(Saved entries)

•••

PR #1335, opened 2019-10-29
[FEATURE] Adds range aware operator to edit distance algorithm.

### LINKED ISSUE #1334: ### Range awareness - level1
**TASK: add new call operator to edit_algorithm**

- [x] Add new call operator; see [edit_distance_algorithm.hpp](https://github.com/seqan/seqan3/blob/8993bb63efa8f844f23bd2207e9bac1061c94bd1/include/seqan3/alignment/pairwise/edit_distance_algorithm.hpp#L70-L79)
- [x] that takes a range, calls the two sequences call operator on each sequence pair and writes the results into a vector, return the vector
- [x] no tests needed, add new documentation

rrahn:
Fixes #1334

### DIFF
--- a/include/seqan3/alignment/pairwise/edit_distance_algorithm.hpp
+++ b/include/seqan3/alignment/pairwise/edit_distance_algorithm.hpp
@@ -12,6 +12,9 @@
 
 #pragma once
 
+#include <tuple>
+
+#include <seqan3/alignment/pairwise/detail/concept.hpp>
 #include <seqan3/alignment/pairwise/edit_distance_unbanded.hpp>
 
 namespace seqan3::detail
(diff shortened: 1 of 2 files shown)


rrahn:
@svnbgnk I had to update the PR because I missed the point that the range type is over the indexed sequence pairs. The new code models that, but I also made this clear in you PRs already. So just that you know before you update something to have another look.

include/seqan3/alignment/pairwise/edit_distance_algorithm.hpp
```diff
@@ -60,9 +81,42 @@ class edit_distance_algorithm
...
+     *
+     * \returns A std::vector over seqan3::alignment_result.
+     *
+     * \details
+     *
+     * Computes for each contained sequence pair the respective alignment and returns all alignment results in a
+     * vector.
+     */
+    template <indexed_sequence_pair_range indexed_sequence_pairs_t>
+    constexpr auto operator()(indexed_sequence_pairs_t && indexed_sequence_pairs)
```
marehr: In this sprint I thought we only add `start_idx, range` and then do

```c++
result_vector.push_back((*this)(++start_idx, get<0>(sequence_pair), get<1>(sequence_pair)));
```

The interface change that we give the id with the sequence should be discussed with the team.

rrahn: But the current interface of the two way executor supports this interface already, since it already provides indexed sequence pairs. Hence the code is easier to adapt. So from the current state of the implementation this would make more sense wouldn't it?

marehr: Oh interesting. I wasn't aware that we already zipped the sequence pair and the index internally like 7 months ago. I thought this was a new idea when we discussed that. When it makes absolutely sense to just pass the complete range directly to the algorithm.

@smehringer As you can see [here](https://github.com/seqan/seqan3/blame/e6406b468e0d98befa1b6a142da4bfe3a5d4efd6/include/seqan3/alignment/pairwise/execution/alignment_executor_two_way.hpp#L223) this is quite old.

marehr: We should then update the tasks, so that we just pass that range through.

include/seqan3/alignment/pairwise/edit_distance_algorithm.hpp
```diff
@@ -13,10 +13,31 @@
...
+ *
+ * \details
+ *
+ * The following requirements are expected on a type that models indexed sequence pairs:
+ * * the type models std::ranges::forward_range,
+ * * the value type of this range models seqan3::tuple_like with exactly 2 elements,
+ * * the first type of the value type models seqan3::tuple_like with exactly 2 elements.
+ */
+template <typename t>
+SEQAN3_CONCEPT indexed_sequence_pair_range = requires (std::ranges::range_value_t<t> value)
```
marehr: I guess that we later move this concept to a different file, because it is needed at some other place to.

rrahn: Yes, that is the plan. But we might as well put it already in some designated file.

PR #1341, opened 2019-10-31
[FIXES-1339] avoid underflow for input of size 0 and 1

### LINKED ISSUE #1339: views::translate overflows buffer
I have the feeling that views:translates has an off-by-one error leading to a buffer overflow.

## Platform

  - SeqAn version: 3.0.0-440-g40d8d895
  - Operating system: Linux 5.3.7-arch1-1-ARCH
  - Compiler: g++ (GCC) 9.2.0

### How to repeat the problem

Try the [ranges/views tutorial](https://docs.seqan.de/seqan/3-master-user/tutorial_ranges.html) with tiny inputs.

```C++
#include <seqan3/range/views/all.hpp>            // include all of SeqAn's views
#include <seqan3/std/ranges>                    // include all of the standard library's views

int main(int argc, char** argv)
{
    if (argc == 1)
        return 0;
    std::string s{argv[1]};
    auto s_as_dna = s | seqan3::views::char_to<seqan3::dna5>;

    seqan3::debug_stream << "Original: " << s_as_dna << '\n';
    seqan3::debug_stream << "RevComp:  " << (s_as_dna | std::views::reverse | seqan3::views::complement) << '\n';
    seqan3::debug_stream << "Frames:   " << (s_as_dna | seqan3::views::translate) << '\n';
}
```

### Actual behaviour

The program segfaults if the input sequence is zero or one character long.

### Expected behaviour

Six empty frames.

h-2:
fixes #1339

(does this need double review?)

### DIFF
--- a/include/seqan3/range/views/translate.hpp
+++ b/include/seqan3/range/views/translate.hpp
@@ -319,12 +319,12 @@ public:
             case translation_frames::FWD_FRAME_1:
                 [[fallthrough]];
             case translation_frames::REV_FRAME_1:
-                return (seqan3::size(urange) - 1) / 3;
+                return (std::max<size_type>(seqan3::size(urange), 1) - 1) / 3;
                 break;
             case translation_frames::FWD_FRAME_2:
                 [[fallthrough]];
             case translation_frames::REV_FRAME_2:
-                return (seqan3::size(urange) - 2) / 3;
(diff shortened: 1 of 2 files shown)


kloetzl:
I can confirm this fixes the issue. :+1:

•••

AIM OF THE EXERCISE
Could you please copy the lines above exactly, beginning at the first and ending at the line that contains "- [x] Add new"?

FINISHED EXERCISE
PR #1335, opened 2019-10-29
[FEATURE] Adds range aware operator to edit distance algorithm.

### LINKED ISSUE #1334: ### Range awareness - level1
**TASK: add new call operator to edit_algorithm**

- [x] Add new call operator; see [edit_distance_algorithm.hpp](https://github.com/seqan/seqan3/blob/8993bb63efa8f844f23bd2207e9bac1061c94bd1/include/seqan3/alignment/pairwise/edit_distance_algorithm.hpp#L70-L79)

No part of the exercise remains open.